▶ Records for the task:
┌──

PR #143, opened 2016-10-26
PDP Styling

Magitron:
Styling the PDP
## Changes
- [x] Style the heading text
- [x] Style the carousel
- [x] Style the accordion
- [x] Style the stepper
- [x] Create indicator for stock
- [x] Add 'add to cart' button
- [x] Add sheet
- [x] Style "Added to Cart" sheet
- [x] Fix broken tests

## Things to tackle soon
**Not required for this PR**

- [ ] @jeffkamo: Fix SVG icons to `fill` based on `currentColor`
- [ ] @jeffkamo: Replace instances of `u-heading-family` with `u-text-header-font-family`

## How to test-drive this PR
- Run Merlins
- click on PDP


app/containers/pdp/container.js
```diff
@@ -18,26 +20,48 @@ class PDP extends React.Component {
...
 
         const {
-            contentsLoaded = false,
             product = {},
-            itemQuantity = 1
+            itemQuantity = 1,
+            quantityAdded = 0,
+            formInfo = {},
+            itemAddedModalOpen = false,
+            contentsLoaded = false
```
jeffkamo: Should these default properties be added via `PDP.defaultProps` method?

jeffkamo: Oh nevermind these aren't coming from `this.props`

jeffkamo: Since these are coming from the `pdp` state, aren't these defaulting to the values as per the `initialState` object in the reducer?

app/containers/pdp/container.js
```diff
@@ -18,26 +20,48 @@ class PDP extends React.Component {
...
+                            onSubmit={addToCart} />
+                        <PDPItemAddedModal
+                            open={itemAddedModalOpen}
+                            onDismiss={closeItemAddedModal}
+                            product={product}
+                            quantity={quantityAdded} />
+                    </div>
+                :
+                    <div className="u-padding-md">
+                        <SkeletonText lines={5} width="100%" size="24px" lineClassName="u-margin-bottom" />
```
jeffkamo: Since the content in this area isn't plain text (accordions and form fields) are these skeletons really all that helpful?

app/containers/pdp/partials/pdp-add-to-cart.jsx
```diff
@@ -0,0 +1,34 @@
+import React, {PropTypes} from 'react'
+import Button from 'progressive-web-sdk/dist/components/button'
+import Stepper from 'progressive-web-sdk/dist/components/stepper'
+
+const PDPAddToCart = ({quantity, setQuantity, onSubmit}) => {
+
+    return (
+        <form className="u-padding-start-md u-padding-end-md">
+            <div className="t-pdp__stepper u-margin-top-lg">
```
jeffkamo: This `t-pdp__stepper` doesn't appear to be used. Can it be removed?

app/containers/pdp/partials/pdp-add-to-cart.jsx
```diff
@@ -0,0 +1,34 @@
...
+                <label htmlFor="quantity">Quantity</label>
+                <div className="u-flexbox u-margin-bottom-lg u-margin-top">
+                    <Stepper decrementIcon="minus" incrementIcon="plus" initialValue={quantity} minimumValue={1} onChange={setQuantity} />
+                    <div className="t-pdp__indicator u-border">In stock</div>
```
jeffkamo: I think this element is missing the checkmark icon?

screen shot 2016-11-03 at 6 13 17 pm

app/containers/pdp/partials/pdp-add-to-cart.jsx
```diff
@@ -0,0 +1,34 @@
...
+                </div>
+            </div>
```
jeffkamo: It may be worth replacing these `div` containers with the field components (`Field` and `FieldRow`).

Actually... not sure how that would work with the stepper... might be missing functionality from the SDK (there's a PR that's in stasis to fix Field's ability to use arbitrary components)...

Thoughts @guisers ?

If we can't use the `Field` components, we should at least use `FieldRow`

app/containers/pdp/partials/pdp-carousel.jsx
```diff
@@ -2,20 +2,24 @@ import React, {PropTypes} from 'react'
...
+                    return (
+                        <CarouselItem key={idx}>
+                            <Image src={item.img} hidePlaceholder={true} loadingIndicator={<SkeletonBlock height="100vw" />} />
+                        </CarouselItem>
+                    )
+                })}
+            </Carousel>
+            : <SkeletonBlock height="100vw" width="100%" />
+    )
+}
```
jeffkamo: To get that clean ternary operator formatting, you could do...

```
return (items.length > 0 ?
    <Carousel>...</Carousel>
:
    <SkeletonBlock height="100vw" width="100%" />
)
```

app/containers/pdp/partials/pdp-description.jsx
```diff
@@ -2,13 +2,11 @@ import React, {PropTypes} from 'react'
...
-    <div className="c-pdp-description">
-        <Accordion>
-            <AccordionItem header="Product Description" closeIconName="x">
-                <p>{description}</p>
-            </AccordionItem>
-        </Accordion>
-    </div>
+    <Accordion>
+        <AccordionItem header="Product Description" closeIconName="x">
+            <p>{description}</p>
```
jeffkamo: Are we confident this will alway be a single paragraph of text? Desktop content could be unpredictable (I know this is Merlins which we control, but still want to think about best practices)

app/components/carousel/_theme.scss
```diff
@@ -1,6 +1,49 @@
...
+// ===
+//
 
-// [1] - Hide the carousel slide numbers from being displayed
+.pw-carousel {
+    position: relative;
+
+    padding: $unit*1.5;
+
+    background: $neutral-20;
```
jeffkamo: Something that's missing is the inset box-shadow from the mockup:

screen shot 2016-11-03 at 6 23 11 pm

app/containers/pdp/partials/pdp-description.jsx
```diff
@@ -2,13 +2,11 @@ import React, {PropTypes} from 'react'
...
 const PDPDescription = ({description}) => (
-    <div className="c-pdp-description">
-        <Accordion>
-            <AccordionItem header="Product Description" closeIconName="x">
-                <p>{description}</p>
-            </AccordionItem>
-        </Accordion>
-    </div>
+    <Accordion>
+        <AccordionItem header="Product Description" closeIconName="x">
```
jeffkamo: The accordion icons don't seem to be taking in custom colors. Let's take a look at that tomorrow.

app/containers/pdp/partials/pdp-item-added-modal.jsx
```diff
@@ -0,0 +1,34 @@
...
+            <button type="button" onClick={onDismiss}>
+                close
+            </button>
+        </div>
+        <div className="c-sheet__content">
+            <img role="presentation" src={carouselItems[0].img} />
+            <div className="c-sheet__details">
+                <p>category</p>
+                <h1>{title}</h1>
+                <h1>{price}</h1>
```
jeffkamo: I assume this isn't finished and that's why there are multiple H1 elements like this? 😅

app/containers/pdp/reducer.js
```diff
@@ -18,7 +27,21 @@ export default createReducer({
             ...pdpParser($, $response)
         })
     },
+    [onRouteChanged]: (state) => {
+        return Immutable.fromJS(initialState)
```
jeffkamo: I see `Immutable.fromJS(initialState)` happening twice, could this be done above when `initialState` is first assigned?

app/app-provider.jsx
```diff
@@ -57,6 +57,7 @@ const AppProvider = ({store}) => {
                     <IndexRoute component={Home} routeName="home" />
                     <Route component={Login} path="customer/account/login/" routeName="login" />
                     <Route component={PDP} path="eye-of-newt.html" routeName="productDetailsPage" />
+                    <Route component={PDP} path="unicorn-blood.html" routeName="productDetailsPage" />
```
jeffkamo: Oh man, no detectable pattern for PDP routes, huh? :feelsbadman:

app/styles/utilities/_text.scss
```diff
@@ -97,6 +97,35 @@
     @include text-quiet(true);
 }
 
+
+// Size
+// ---
+
+.u-text-medium {
+    font-size: 24px;
```
jeffkamo: Instead of making these text utilities, could the heading utility classes be used instead?

app/styles/utilities/_text.scss
```diff
@@ -97,6 +97,35 @@
...
+
+.u-text-accent {
+    color: $accent-color;
+}
+
+
+// Font-Family
+// ---
+
+.u-text-header-font {
```
jeffkamo: This exists already as `u-heading-family`, except the letter-spacing part. I'm not sure all headings necessarily need the letter spacing.

app/styles/base/_typography.scss
```diff
@@ -23,7 +22,9 @@ h6 {
     margin: 0;
 
     font-family: $header-font-family;
+    font-weight: normal;
     line-height: 1.25;
+    letter-spacing: 1px;
```
jeffkamo: Not sure we want all headings to have 1px letter spacing. I see some headings in the mocks that have 0 letter spacing.

app/containers/pdp/container.js
guisers: I just thought it looked nice... the space down there is kinda empty otherwise and this sort of gives off the signal that there will be content there. (Also the description, which is the only accordion item, is text content anyway)

app/containers/pdp/partials/pdp-add-to-cart.jsx
guisers: Isn't `Field` for inputs? I don't think the "In stock" `div` is an input, and the `Stepper` comes with its own input... not sure what is being suggested here

app/containers/pdp/partials/pdp-carousel.jsx
guisers: perfect haha I think i used some inconsistent ternary operator formatting throughout cause I wasn't sure what was best. is this something we can add to the linter?

app/components/carousel/_theme.scss
```diff
@@ -1,6 +1,49 @@
-// Carousel theme
```
Magitron: Ah, that's much more helpful to see now that all the templates are merged.

app/containers/pdp/partials/pdp-item-added-modal.jsx
guisers: Modal isn't done being styled yet
@Magitron

app/containers/pdp/reducer.js
guisers: Good catch 👍 That's leftover from a time when i needed the `initialState` in its JS form somewhere in that file, but that part has since been cut out

app/containers/pdp/partials/pdp-item-added-modal.jsx
Magitron: yes :)

app/app-provider.jsx
guisers: Yeah. 😭 

I heard we could implement a `SelectorRoute` but probably the least friction solution is to fix up Merlin's desktop (unless we _never_ get access to it)...

app/components/accordion/_theme.scss
```diff
@@ -0,0 +1,37 @@
...
+.pw-accordion__inner-header {
+    align-items: center;
+}
+
+.pw-accordion__title {
+    font-size: $font-size+2;
+    text-align: left;
+}
+
+.pw-accordion__content {
```
Magitron: 🤔 So the idea was to use `pw-` for SDK styles and `c-` for project styles?

I think that makes sense. And I think it will be much easier to remember for someone who's not working on both at the same time or in quick succession. My only concern would be that during later maintenance or during partner work the namespaces will get mixed up.

jeffkamo: That's exactly my worry. On a project, whether or not it's an SDK component or local component it gets styled in the same place. That seems problematic :\

app/containers/pdp/partials/pdp-add-to-cart.jsx
jeffkamo: Sort of, yes. Technically, the way Field works now is it only works with normal inputs. But we want to be able to eventually provide "custom" inputs as well (date fields, steppers, credit card, etc.)

Field (and FieldRow) is really just a helper for laying out common field elements (label, captions, errors, inputs, and related content like the "In Stock" notice)

app/containers/pdp/partials/pdp-description.jsx
jeffkamo: ya, I think this would be a common example of where we would use the `DangerousHTML` component

app/components/accordion/_theme.scss
mlworks: Yea I like the idea of `c-` for project styles and `pw-` for base SDK styles but same concern as you guys regarding partners mixing up the namespaces in their work which is almost guaranteed bound to happen. 

@jeffkamo  I thought we were gonna phase out `c-` eventually in the SDK components, `c-` is only in there for current backwards compatibility right?

app/containers/pdp/partials/pdp-item-added-modal.jsx
```diff
@@ -0,0 +1,34 @@
+import React, {PropTypes} from 'react'
+import Link from 'progressive-web-sdk/dist/components/link'
+import Sheet from 'progressive-web-sdk/dist/components/sheet'
+
+const PDPItemAddedModal = ({open, onDismiss, quantity, product: {title, price, carouselItems}}) => (
+    <Sheet open={open} onDismiss={onDismiss} effect="slide-bottom">
```
jeffkamo: @guisers Heads up: if you add sheets to a project, make sure you give them some kind of unique identifier (generally in the form of a classname) that will make it easy to find vs. other sheets.

I'll add one to this file, so just keep in mind for future reference.

app/containers/pdp/_pdp.scss
```diff
@@ -5,3 +5,16 @@
     // Root Class. Contains all core styles, typically for the template's
     // wrapper element.
 }
+
+.t-pdp__indicator {
+    flex: 1;
```
mlworks: ^ Yea what Jeff said. `flex: 1` used to work reliably but lately I stick with `flex: 1 1 auto` just to be safe :)

app/components/accordion/_theme.scss
jeffkamo: Correct, the `c-` are still there for backwards compatibility reasons. v1.0.0 of the SDK will see them fully phased out

app/containers/pdp/partials/pdp-item-added-modal.jsx
```diff
@@ -0,0 +1,34 @@
...
+        <div className="c-sheet__heading">
+            <h1>Product Added to Cart</h1>
+            <button type="button" onClick={onDismiss}>
```
jeffkamo: @guisers also make sure you default to using the `Button` component. The general styles that we'll want come from this component rather than just a plain `button` tag.

jeffkamo: cc @Magitron

app/containers/pdp/partials/pdp-item-added-modal.jsx
```diff
@@ -0,0 +1,34 @@
...
+            </button>
+        </div>
+        <div className="c-sheet__content">
+            <img role="presentation" src={carouselItems[0].img} />
+            <div className="c-sheet__details">
+                <p>category</p>
+                <h1>{title}</h1>
+                <h1>{price}</h1>
+                <p>{quantity}</p>
+                <Link href="/checkout/cart"><button type="button">go to checkout</button></Link>
```
jeffkamo: This is the other reason we use the `Button` component, because the component decides to be a Link or button based on whether it is passed an `href` prop AND gives our desired button styles.

app/styles/utilities/_text.scss
Magitron: Right. I made this one because that size wasn't covered in the headings. I changed it to `u-text-size-medium` for now. Do you have better suggestions for font sizing not covered by headings?

app/components/accordion/_theme.scss
cole-sanderson: I think it's okay to use `pw-` since Accordion component is from SDK. If its new project component and it will make sense to use `c-`.

jeffkamo: Here's my main question those: should the SCSS files that style `pw-` classes be in the same folder you'll find styles for `c-` styles?

```
/app
    /components
        /button
            /_theme.scs    <<<<    uses pw- namespace
        /product-item
            /_base.scss    <<<<    uses c- namespace
```

app/containers/pdp/partials/pdp-carousel.jsx
jeffkamo: I don't know, but I've added that question to the next sync meeting's agenda!

app/styles/utilities/_text.scss
jeffkamo: I would say that if a situation like this occurs (where an unidentified type style is being used) it should be raised to the designer to confirm whether or not it was intentional or just an accident.

If intentional, then determining where it fits in the design system. If it's missing from the list of headings, should it be added? Do we need to make a global change?

I'll a note to discuss with Rose on Monday.

In the meantime, I'm going to tweak this to be a one-off instance of `font-size: 24px`. My reasoning here is because: what exactly does `text-medium` mean from a project-by-project basis? If you were to use the same class on another project, how would its value be influenced? Is there some variable that it was use that would make it easy to configure? What part of the design system dictates this value?

app/styles/utilities/_text.scss
jeffkamo: For posterity: we decided to replace `u-heading` classes with `u-text` equivilents

jeffkamo:
I think this is looking pretty good! @guisers if we can just get those tests passing, then we can get this merged!

app/containers/pdp/container.js
DanielBrookRoberge: This probably also better situated in the partials (since there it can have a closer relationship to the actual components)

DanielBrookRoberge:
The test failures are because the tests expect each partial to be wrapped in a `div`. We can probably get rid of a lot of them since the description and carousel now render their SDK component at the top level. Also, IIRC `hasClass` doesn't work correctly on components so that'll need to be replaced by string operations on the `className` prop.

└──

▶ Work order: Scan the lines above for "button" and state how many match, nothing more.

▶ Output of the task: 10